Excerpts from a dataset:
————

PR #3488, opened 2015-04-04
fix(pagination): paging buttons stay focused when page is changed #3486

### LINKED ISSUE #3486: pagination focusing on page that hasn't been clicked
I've noticed that when working with the pagination directive that the focus style will be applied to a page button that hasn't been clicked. Versions I'm using are below.

- angular 1.2.27
- ui-boostrap 0.12.1
- bootstrap 3.3.4

This only happens when you have max-items set to less than the number of total pages. You'll see it when you click a page that shifts the visible range.

To demonstrate the issue I have a Plunk. 
http://plnkr.co/edit/z8a5lNkvtR7zo9gVqU9e?p=preview

Click page 2 and you should see that it shifts and highlights page 2 as being active but page 1 is now focused (cause it'll go away if you click outside the pager).

image

benthepoet:
This fixes #3486. Just needed to pass in the $event to blur the page button after it has been clicked. Page numbers were sticking upon selection because "track by $index" with ngRepeat keeps the DOM from destroying and recreating elements most of the time. Direction links were also affected along with pager template as well.


karianna:
Hi @benthepoet, could you add some tests for this?

src/pagination/pagination.js
```diff
@@ -32,8 +32,11 @@ angular.module('ui.bootstrap.pagination', [])
     $scope.page = parseInt(ngModelCtrl.$viewValue, 10) || 1;
   };
 
-  $scope.selectPage = function(page) {
+  $scope.selectPage = function(page, evt) {
     if ( $scope.page !== page && page > 0 && page <= $scope.totalPages) {
+      if (evt && evt.target) {
```
wesleycho: Will this ever be called without an event object?

benthepoet: Yes, below is the only spot where it gets called without an event.

https://github.com/benthepoet/bootstrap/blob/pagination-fix/src/pagination/pagination.js#L59-L68

wesleycho:
Thanks for this work - this will make it in the next release.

————

■ **Work to complete**
Print each line, exactly as written, from the one that contains "http://plnkr.co/edit/z8a5lNkvtR7zo9gVqU9e?p=preview" to the end of the data above, with both end lines included and nothing else.

■ **Response to this task**
http://plnkr.co/edit/z8a5lNkvtR7zo9gVqU9e?p=preview

Click page 2 and you should see that it shifts and highlights page 2 as being active but page 1 is now focused (cause it'll go away if you click outside the pager).

image

benthepoet:
This fixes #3486. Just needed to pass in the $event to blur the page button after it has been clicked. Page numbers were sticking upon selection because "track by $index" with ngRepeat keeps the DOM from destroying and recreating elements most of the time. Direction links were also affected along with pager template as well.


karianna:
Hi @benthepoet, could you add some tests for this?

src/pagination/pagination.js
```diff
@@ -32,8 +32,11 @@ angular.module('ui.bootstrap.pagination', [])
     $scope.page = parseInt(ngModelCtrl.$viewValue, 10) || 1;
   };
 
-  $scope.selectPage = function(page) {
+  $scope.selectPage = function(page, evt) {
     if ( $scope.page !== page && page > 0 && page <= $scope.totalPages) {
+      if (evt && evt.target) {
```
wesleycho: Will this ever be called without an event object?

benthepoet: Yes, below is the only spot where it gets called without an event.

https://github.com/benthepoet/bootstrap/blob/pagination-fix/src/pagination/pagination.js#L59-L68

wesleycho:
Thanks for this work - this will make it in the next release.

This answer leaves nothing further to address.